[Stored items]
PR #31, opened 2016-03-11
Alasdair/fedx 36 dropdown menu added arrow support

AlasdairSwan:
@andy-armstrong please review. This PR adds the left and right arrow support to scroll through the dropdown list (as requested 2 hackathons ago) and it adds ```space bar``` close and ```tab+shift``` capture as per Christine's PR (https://github.com/edx/edx-platform/pull/11393)

### DIFF
--- a/src/js/dropdown-menu/dropdown-menu-view.js
+++ b/src/js/dropdown-menu/dropdown-menu-view.js
@@ -9,7 +9,7 @@ define([
         'use strict';
 
         /**
-         *  Dropdown Menu View which is fully accessible
+         *  To render a Dropdown Menu View which is fully accessible
          *
          *  Initialize the view by passing in the following attributes
          *  className: 'space separated string of classes for element',
@@ -51,8 +51,13 @@ define([
             menu: '.dropdown-menu',
 
             initialize: function(options) {
-                this.$parent = $(options.parent);
-                this.render();
+                if (options.parent) {
+                    this.$parent = $(options.parent);
+                }
+
+                this.keyBack = [constants.keyCodes.up, constants.keyCodes.left];
+                this.keyForward = [constants.keyCodes.down, constants.keyCodes.right];
+                this.keyClose = [constants.keyCodes.esc, constants.keyCodes.space];
             },
 
             className: function() {
@@ -68,10 +73,9 @@ define([
             },
 
             postRender: function() {
-                this.$menu = this.$el.find('.dropdown-menu');
+                this.$menu = this.$('.dropdown-menu');
                 this.$page = $(document);
-                this.$dropdownButton = $('.js-dropdown-button');
-                this.listenForPageKeypress();
+                this.$dropdownButton = this.$('.js-dropdown-button');
             },
 
             /**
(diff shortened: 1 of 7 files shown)


AlasdairSwan:
@dsjen if you have a minute could you please review this PR?

src/js/dropdown-menu/dropdown-menu-view.js
```diff
@@ -142,24 +142,32 @@ define([
...
             },
 
+
+            focusLastItem: function() {
+                this.$menu.find('.action.last').focus();
+            },
+
             handlerIsAction: function(key, $el) {
-                if (key === constants.keyCodes.up) {
+                if (key === constants.keyCodes.up || key === constants.keyCodes.left) {
```
dsjen: This is just a suggestion.  Have you thought about using underscore's [contain](http://underscorejs.org/#contains)? e.g. `_([constants.keyCodes.up, constants.keyCodes.left]).contains(key)`.  Maybe even creating member variables and using them::

```
previewKeys = [constants.keyCodes.up, constants.keyCodes.left];
...
if (_(this.previousKeys).contains(key) {...}
```

It may be a bit overkill for two keys though!

src/js/dropdown-menu/dropdown-menu-view.js
```diff
@@ -142,24 +141,32 @@ define([
                 this.$menu.find('.action').first().focus();
             },
 
+
+            focusLastItem: function() {
+                this.$menu.find('.action.last').focus();
```
dsjen: What about `this.$menu.find('.action').last().focus()`?  I'm not sure if the first item has a `first` class and it seems a bit inconsistent to do it differently here.  Just wondering!

dsjen:
I left two questions that are just "nits."  I think most code paths will be hit with the current tests.  My last suggestion is to add a test that hits the `focusLastItem()`--up to you though.

LGTM! :+1:

src/js/dropdown-menu/dropdown-menu-view.js
```diff
@@ -42,6 +42,8 @@ define([
         var DropdownMenuView = Backbone.View.extend({
             tpl: _.template(DropdownTpl),
 
+            // For event handling only instances do I need to scope this somehow?
```
andy-armstrong: These events will only be scoped to the root element of the view:

http://backbonejs.org/#View-events

I think that's what you want. If so, you can just remove this comment.

src/js/dropdown-menu/dropdown-menu-view.js
```diff
@@ -51,8 +53,13 @@ define([
             menu: '.dropdown-menu',
 
             initialize: function(options) {
-                this.$parent = $(options.parent);
-                this.render();
+                if ( options.parent ) {
```
andy-armstrong: Nit: we agreed to not put spaces around the parenthesis (sorry!)

src/js/dropdown-menu/dropdown-menu-view.js
```diff
@@ -130,9 +136,9 @@ define([
             },
 
             escKeypressHandler: function(event) {
-                var keyCode = event.keyCode;
+                var key = event.keyCode;
 
-                if (keyCode === constants.keyCodes.esc) {
+                if (_.contains(this.keyClose, key)) {
                     // When the ESC key is pressed, close all menus
                     this.closeDropdownMenus(true);
```
andy-armstrong: Why is this plural? Won't each dropdown have only a single menu? Is it closing all menus on the page? I'm not a big fan of affecting other views from within this view. Pressing escape won't close other modals, so why would it understand other dropdowns?

src/js/dropdown-menu/specs/dropdown-menu-view-spec.js
```diff
@@ -1,9 +1,11 @@
 define([
         'jquery',
         'underscore',
-        '../dropdown-menu-view.js'
+        '../dropdown-menu-view.js',
+        '../../utils/constants.js',
+        '../../../../test/jquery.simulate.js'
```
andy-armstrong: Nit: I'd refer to this via an absolute path. IMO relative paths only make sense if there is a relationship between the two files. This relative path would break if we happened to move the dropdown menu code for some reason.

andy-armstrong:
Some minor nits from me, but looks great overall. :+1:

src/js/dropdown-menu/dropdown-menu-view.js
AlasdairSwan: Yes, this currently closes all dropdowns but I see your point about scope. I will update to only close the current view's menu.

TASK ITEM
Find each line in the records holding the string "files" and show it.

YOUR SOLUTION
(diff shortened: 1 of 7 files shown)
andy-armstrong: Nit: I'd refer to this via an absolute path. IMO relative paths only make sense if there is a relationship between the two files. This relative path would break if we happened to move the dropdown menu code for some reason.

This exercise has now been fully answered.